▶ [Goal of the exercise]: The required output is the line that contains "Make two-photon result" plus every line after it in the listing below, copied exactly as it appears.

Data extract below:

PR #297, opened 2024-08-31
Make two-photon result shape consistent and add IDL comparison test

### LINKED ISSUE #277: Add an IDL comparison test for the two-photon continuum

End of Data extract.

▶ [Exercise result]:
Make two-photon result shape consistent and add IDL comparison test

### LINKED ISSUE #277: Add an IDL comparison test for the two-photon continuum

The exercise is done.